The AT level in OTM-treated groups was significantly higher than that of ITM-treated group at 10 and 17 days of age of birds. Among the OTM treated groups, propionate showed significantly relatively lower AT level than metho-chelated and proteinate groups at 17 days of bird age. Improvement of AT against IBD in OTM might be attributed to better immune-modulatory effects on phagocytic cells, T and B lymphocytes, CD+ cell, and other immune organs which are involved in enhancing the immune response consequently increased AT against diseases was achieved. It might be a reason why OTM containing diets receiving birds showed higher AT than ITM group. These findings agreed with the results of previous studies [31,32].

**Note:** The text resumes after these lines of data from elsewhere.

PR #37368, opened 2026-08-18
fix(proxy): send SSE keepalives on assistants runs and A2A streams

yassin-berriai:
## TLDR

Problem this solves:

- Streaming assistants runs write zero bytes until the model answers
- The A2A SSE route does the same while its agent is silent
- A 60s idle-timeout hop drops those healthy connections

How it solves it:

- Wrap the assistants run in the existing pre-first-byte keepalive seam
- Fill the A2A stream's idle gaps with `: ping` comments
- Both stay off until an operator sets an interval

## User Flow

Before: a developer whose app streams an assistants run through LiteLLM behind an ALB has the connection cut on any slow model, even though the run is healthy

1. Their proxy admin has already set `litellm_settings.sse_keepalive_ping_interval_seconds`, which fixed this on `/v1/chat/completions`
2. They send POST https://litellm-domain/v1/threads/thread_abc/runs with `{"assistant_id": "asst_abc", "stream": true}`
3. The 200 arrives and then nothing at all: no bytes for the model's whole thinking time
4. Their load balancer, idle for longer than its 60s read timeout, closes the connection, and their app sees a truncated stream with no error from the model
5. The same happens on POST https://litellm-domain/a2a/their-agent with `"method": "tasks/resubscribe"` while the remote agent is still working

After: the same requests keep the connection busy through the wait, so the run finishes

1. Their proxy admin has the same `sse_keepalive_ping_interval_seconds` set
2. They send the same POST https://litellm-domain/v1/threads/thread_abc/runs with `{"assistant_id": "asst_abc", "stream": true}`
3. `: ping` comment lines start arriving one interval in and keep arriving until the run's first real event, which then streams to completion as before
4. The load balancer never sees an idle connection, so nothing is closed early
5. POST https://litellm-domain/a2a/their-agent with `"method": "tasks/resubscribe"` behaves the same way, and the filler is an SSE comment their A2A client discards

## Relevant issues

Follow-up to #37322

## Linear ticket

Resolves LIT-5737

## Pre-Submission checklist

## Screenshots / Proof of Fix

One live proxy, one config, both legs captured back to back. The proxy source was swapped between them and the absence and presence of the change asserted before each leg started.

```yaml
# config.yaml
assistant_settings:
  custom_llm_provider: openai
  litellm_params:
    api_base: http://127.0.0.1:8738/v1   # relay to api.openai.com, holds the run 20s

agents:
  - agent_name: slow-agent
    agent_card_params:
      name: Slow Agent
      url: http://127.0.0.1:8737         # stub agent, first event after 25s
      protocolVersion: "0.3"

litellm_settings:
  sse_keepalive_ping_interval_seconds: 5

general_settings:
  master_key: sk-lit5737
```

The assistants run goes to the real OpenAI Assistants API and is billed. It emits `thread.run.created` in about a second on its own, so a 20s delay is injected in front of it to stand in for the slow model in the report. The A2A agent is a local stub, since an A2A agent is customer-run rather than a provider.

Each leg is `curl -N` in spirit, reading the stream line by line and stamping when each line lands:

```bash
curl -N -X POST http://127.0.0.1:4737/v1/threads/$THREAD/runs \
  -H "Authorization: Bearer sk-lit5737" \
  -d '{"assistant_id": "'"$ASSISTANT"'", "stream": true}'

curl -N -X POST http://127.0.0.1:4737/a2a/slow-agent \
  -H "Authorization: Bearer sk-lit5737" \
  -d '{"jsonrpc": "2.0", "id": "req-lit5737", "method": "tasks/resubscribe", "params": {"id": "task-lit5737"}}'
```

#### POST /v1/threads/{thread_id}/runs, stream: true

1. Asserted the change is absent: `grep -c open_sse_before_first_byte litellm/proxy/proxy_server.py` -> `0`
2. Ran the assistants curl above:

```
  HTTP 200 text/event-stream; charset=utf-8
  [ 21.25s] data: {"data":{"id":"run_CYcH1A91FFm7DehsRvEFBarY","assistant_id":"asst_fnez...
  [ 23.36s] data: [DONE]
  -> first byte at 21.25s, 0 keepalive comments, 116 data frames, 23.36s total
```

3. 21.25s of complete silence on a healthy run, so any hop with a shorter idle timeout drops it

#### POST /a2a/slow-agent, tasks/resubscribe

1. Asserted the change is absent: `grep -c SSE_COMMENT_PING litellm/proxy/agent_endpoints/a2a_endpoints.py` -> `0`
2. Ran the A2A curl above:

```
  HTTP 200 text/event-stream; charset=utf-8
  [ 25.04s] data: {"jsonrpc": "2.0", "id": "req-lit5737", "result": {"kind": "status-update", ... "final": false ...
  [ 25.54s] data: {"jsonrpc": "2.0", "id": "req-lit5737", "result": {"kind": "status-update", ... "final": true ...
  -> first byte at 25.04s, 0 keepalive comments, 2 data frames, 26.04s total
```

3. 25.04s of complete silence, same defect

### After (20dae6efc0)

Head has since moved to `06409c39b6`. The only delta is `test_streaming_helpers.py` (+38/-2), which adds the late-failure audit test; no production file changed, so the run below still describes the current code.

#### POST /v1/threads/{thread_id}/runs, stream: true

1. Asserted the change is present: `grep -c open_sse_before_first_byte litellm/proxy/proxy_server.py` -> `2`
2. Ran the same assistants curl:

```
  HTTP 200 text/event-stream; charset=utf-8
  [  5.01s] : ping
  [ 10.01s] : ping
  [ 15.01s] : ping
  [ 20.01s] : ping
  [ 20.99s] data: {"data":{"id":"run_jyqHgloKXxRNfUoqEpc4jLZP","assistant_id":"asst_fnez...
  [ 24.00s] data: [DONE]
  -> first byte at 5.01s, 4 keepalive comments, 161 data frames, 24.00s total
```

3. First byte at 5.01s instead of 21.25s, and the real run still streams through to `[DONE]`

#### POST /a2a/slow-agent, tasks/resubscribe

1. Asserted the change is present: `grep -c SSE_COMMENT_PING litellm/proxy/agent_endpoints/a2a_endpoints.py` -> `2`
2. Ran the same A2A curl:

```
  HTTP 200 text/event-stream; charset=utf-8
  [  5.04s] : ping
  [ 10.04s] : ping
  [ 15.04s] : ping
  [ 20.04s] : ping
  [ 25.04s] data: {"jsonrpc": "2.0", "id": "req-lit5737", "result": {"kind": "status-update", ... "final": false ...
  [ 25.54s] data: {"jsonrpc": "2.0", "id": "req-lit5737", "result": {"kind": "status-update", ... "final": true ...
  -> first byte at 5.04s, 4 keepalive comments, 2 data frames, 26.04s total
```

3. First byte at 5.04s instead of 25.04s, both status events still delivered unchanged

## Review notes

Why the two halves use different seams. The assistants run spends its wait inside the awaited call that builds its response, because `create_response` buffers the first chunk before it can decide between a stream and a JSON error, so the pre-first-byte seam fits. `_forward_jsonrpc_sse` awaits nothing before returning: its only upstream call sits inside an async generator body and does not run until Starlette pulls the first chunk, so the same seam would always take its fast path there and change nothing. That gap has to be filled from inside the stream instead.

Why a comment rather than a ping event on A2A. `wrap_sse_stream_with_keepalive_pings` still defaults to Anthropic's `ping` event for its existing caller, and A2A passes `SSE_COMMENT_PING`. A2A clients are JSON-RPC: the SDK reads streams through `httpx_sse`, whose decoder returns no event for a line starting with `:`, so the filler is discarded rather than parsed as a message.

Two properties worth naming, neither introduced here. A2A reads the global interval directly rather than through `ttft_keepalive_interval`, so no per-agent hard disable applies; that matches the passthrough call site, which reads the global the same way, but it is an asymmetry with the native funnel. And on the keepalive path two coroutines end up watching the same ASGI `receive`, `create_response`'s disconnect waiter and Starlette's own listener. That shape came in with #37322, whose `base_process_llm_request` wrap calls `create_response(..., request=request)` inside the produced task in exactly the same way, so it belongs with the seam rather than with these two surfaces.

## Type

🐛 Bug Fix

## Caveats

Data related to cost and return over investment (ROI) were evaluated and the results of the cost-benefit analysis for economic status of broiler chicks fed on diets containing different trace minerals are presented in Table 4. Feed cost was highest in birds fed inorganic minerals (at BDT 36.14/kg) and lowest in proteinate fed minerals (at BDT 36.04/kg). The total cost of production was maximum in inorganic (at BDT 96.27/kg) and lowest in proteinate group (at BDT 93.86/kg). The highest extra cost was incurred in inorganic fed group and lowest extra cost was incurred in metho-chelated and proteinate treated birds, respectively. Supplementation of proteinate minerals in the diet of commercial broiler was more profitable (Table 4). In this research, it was found that OTM-supplemented diet reduced production cost by increasing profit which was also indicated previously in a number of studies [23,30,31].

Table 4.

Cost benefit analysis for feeding different forms of organic trace minerals to broilers.

Items	T1	T2	T3	T4
Feed intake (kg/bird)	2.89	2.88	2.91	2.91
Final weight (kg/bird)	1.76	1.79	1.79	1.81
Feed price (kg)	35.95	35.96	35.94	35.93
Inorganic at Tk.190/kg	0.19	0.00	0.00	0.00
Propionate at Tk.210/kg	0.00	0.125	0.00	0.00
Metho-chelated at Tk.225/kg	0.00	0.00	0.113	0.00
Proteinate at Tk.225/kg	0.00	0.00	0.00	0.113
Feed cost/kg	36.14	36.08	36.05	36.04
Feed cost/bird	104.44	103.94	104.91	104.88
Others (Chicks, vaccines, litter, disinfectants, transport, labor etc.)	65.00	65.00	65.00	65.00
Total cost production Tk./broiler	169.44	168.94	169.91	169.88
Total cost of production Tk./kg	96.27	94.38	94.92	93.86
Sale price Tk. /broiler at 120/kg	211.20	214.80	214.80	217.20
Profit Tk./broiler	41.76	45.86	44.89	47.32
Profit Tk./kg	23.72	25.62	25.08	26.14
Profit Tk./kg (over control)	0.00	1.90	1.36	2.72

T1 = inorganic trace minerals; T2 = propionate minerals; T3 = metho-chelated; T4 = proteinate trace minerals; kg = kilogram; Tk. = Taka, / = per.

Conclusion

The effects of feeding propionate and proteinate OTM to broilers on growth performance are either similar to or better than their inorganic counterpart and metho-chelated OTM. Wing meat was increased in proteinate fed group compared with propionate and metho-chelated minerals and inorganic minerals. Finally, the highest AT against IBD was produced in propionate fed broilers compared with birds that received other organic minerals and inorganic minerals. Using proteinate mineral was the most cost effective.